Daixin Ransomware | |
Other Names | Daixin Team |
Date of Initial Activity | 2022 |
Location | Unknown |
Suspected Attribution | Ransomware Group |
Motivation | Data Theft |
Software | Windows |
Overview
Common targets
Health Care and Social Assistance
Transportation and Warehousing – United States
Malaysia
Attack Vectors
Software Vulnerabilities
Remote Desktop Protocol (RDP)
How they operate
Initial access is a cornerstone of Daixin’s strategy. The group predominantly targets virtual private network (VPN) servers, exploiting misconfigurations and vulnerabilities to penetrate enterprise defenses. In cases where software flaws are unavailable, they turn to phishing campaigns aimed at extracting login credentials from unsuspecting employees. By compromising VPN access points, Daixin bypasses perimeter defenses and establishes a foothold in the victim’s environment, from which they stage their multi-pronged attack.

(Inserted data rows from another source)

PR #6477, opened 2020-04-14
HELP-13212: Improve check to include attachment referral information

harenson:
It seems `voicemail.file_name` is also set when `transcribe` is enabled so I added a new parameter to the template data object to take an accurate decision on whether or not to include the attachment's referral information.

[4.3 PR](https://github.com/2600hz/kazoo/pull/6476)


applications/teletype/src/templates/teletype_voicemail_to_email.erl
```diff
@@ -279,6 +279,9 @@ build_voicemail_data(DataJObj) ->
       ,{<<"box">>, kz_json:get_value(<<"voicemail_box">>, DataJObj)} %% backward compatibility
       ,{<<"vmbox_name">>, kz_json:get_value([<<"vmbox_doc">>, <<"name">>], DataJObj)}
       ,{<<"vmbox_number">>, kz_json:get_value([<<"vmbox_doc">>, <<"mailbox">>], DataJObj)}
+      ,{<<"vmbox_include_message_on_notify">>
+       ,kz_json:get_value([<<"vmbox_doc">>, <<"include_message_on_notify">>], DataJObj, 'true')
```
jamesaimonetti, line 283: use typed getters when possible (`kz_json:is_true([...], DataJObj, 'true')` for instance).

PR #6492, opened 2020-04-21
Sup UUID

noahmehl:
This is an extension of the SUP command to create the initial master account.  We wanted to be able to add optional parameters for the uuid's of the account and user.  This is so we can set the UUIDs ahead of time for functional testing.


lazedo:
@noahmehl please create a new one (maybe add a bogus commit or even rebase) as circleci can't resolve the reference to your branch

PR #6493, opened 2020-04-21
Sup UUID 43

noahmehl:
Corresponding back port PR for: https://github.com/2600hz/kazoo/pull/6495

This is an extension of the SUP command to create the initial master account. We wanted to be able to add optional parameters for the uuid's of the account and user. This is so we can set the UUIDs ahead of time for functional testing.


noahmehl:
@lazedo @jamesaimonetti, it looks like the build checks failed because of a 500 error from Github.  Is there anyways to restart the check?

PR #6513, opened 2020-04-30
Fixed bug in tasks whereby the results csv was not being generated correctly due to changes to the csv generator to add a new line charter to the end of lines

bradfordben:
As the csv module is now adding \n to the end of lines there is no need to add one in the tasks code


bradfordben:
Unrelated build issue from what i can tell.

bradfordben:
Thank you

PR #6524, opened 2020-05-04
remove application directory completely

icehess:


jamesaimonetti:
Rolled this into #6523

PR #6533, opened 2020-05-09
Fixed detergent build

sergey-safarov:
repo https://github.com/pap/detergent no more exist


sergey-safarov:
Code fresh build error related to automatic test in my account and to `4.3` branch in my repo with extra commits.
Really kazoo build properly with this commits.

lazedo:
@sergey-safarov any reason in particular for this repo ? why not use the default which goes back to `https://github.com/devinus/detergent` ? so maybe the change is just to remove the line ?

jamesaimonetti:
I'd rather just remove it and the DTH app - long dead. See #6535

jamesaimonetti:
DTH is moved to kazoo-community and detergent is removed from deps.mk

sergey-safarov:
@lazedo without [this change](https://github.com/devinus/detergent/pull/18/commits/399e363f260751b38b978aa882b9681f395bd496) `make build-release` will fail.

Once inside the network, Daixin focuses on reconnaissance and lateral movement. The group conducts a thorough exploration of the compromised environment, using advanced tools to harvest credentials and map the internal network. Stolen credentials often facilitate lateral movement via Secure Shell (SSH) and Remote Desktop Protocol (RDP), enabling Daixin to navigate through critical systems. Their choice of utilities, including Rclone for cloud storage management and Ngrok for establishing reverse proxies, underscores their technical acumen in securely exfiltrating data while avoiding detection.
Data encryption and exfiltration represent the final stages of Daixin’s attack lifecycle. Leveraging a ransomware module based on the Babuk Locker strain, they encrypt files using ChaCha8 algorithms, rendering them inaccessible to victims. For larger files, Daixin employs segmented encryption techniques to optimize performance while ensuring file integrity is irreversibly compromised. They also target VMware ESXi servers, resetting administrative credentials and encrypting virtual machine files, further crippling victim operations. Stolen data is then used as leverage in double-extortion schemes, where organizations are pressured to pay ransom demands under the threat of public exposure.
The Daixin ransomware group exemplifies the evolving complexity of modern ransomware campaigns. Their blend of technical sophistication and psychological manipulation poses significant challenges to organizations and cybersecurity teams. By understanding their operational methods, enterprises can better prepare to defend against this persistent threat, emphasizing proactive measures such as patch management, credential security, and network segmentation.
MITRE Tactics and Techniques
1. Initial Access
Technique: Exploit Public-Facing Application (T1190)
Daixin Team exploits vulnerabilities in virtual private network (VPN) servers to gain initial access to target networks.
Technique: Phishing (T1566)
They use phishing campaigns to harvest VPN credentials from employees of targeted organizations.
2. Execution
Technique: Command and Scripting Interpreter (T1059)
The group uses scripts and commands for deploying ransomware and lateral movement.
3. Persistence
Technique: Valid Accounts (T1078)
Stolen credentials allow Daixin Team to maintain access to compromised networks.
4. Privilege Escalation
Technique: Valid Accounts (T1078)
Leveraging stolen credentials with elevated privileges for further actions within the network.
5. Defense Evasion
Technique: Obfuscated Files or Information (T1027)
The group employs obfuscation techniques to bypass detection mechanisms.
Technique: Indicator Removal on Host (T1070)
They delete logs or other traces of their activities to avoid detection.
6. Credential Access
Technique: Credential Dumping (T1003)
Daixin extracts credentials stored within systems to facilitate lateral movement.
7. Discovery
Technique: System Network Configuration Discovery (T1016)
Conducts reconnaissance to map out the target network and identify key systems.
Technique: Remote System Discovery (T1018)
Identifies accessible systems for lateral movement.
8. Lateral Movement
Technique: Remote Services (T1021)
Uses protocols like SSH and RDP for lateral movement within the network.
9. Collection
Technique: Data from Information Repositories (T1213)
Targets databases and shared drives containing sensitive information.
10. Exfiltration
Technique: Exfiltration Over Alternative Protocol (T1048)
Utilizes tools like Rclone and Ngrok to transfer stolen data to external servers.
11. Impact
Technique: Data Encrypted for Impact (T1486)
Deploys ransomware to encrypt critical files and systems, including VMware ESXi servers.
Technique: Service Stop (T1489)
Terminates services to facilitate encryption of files in use.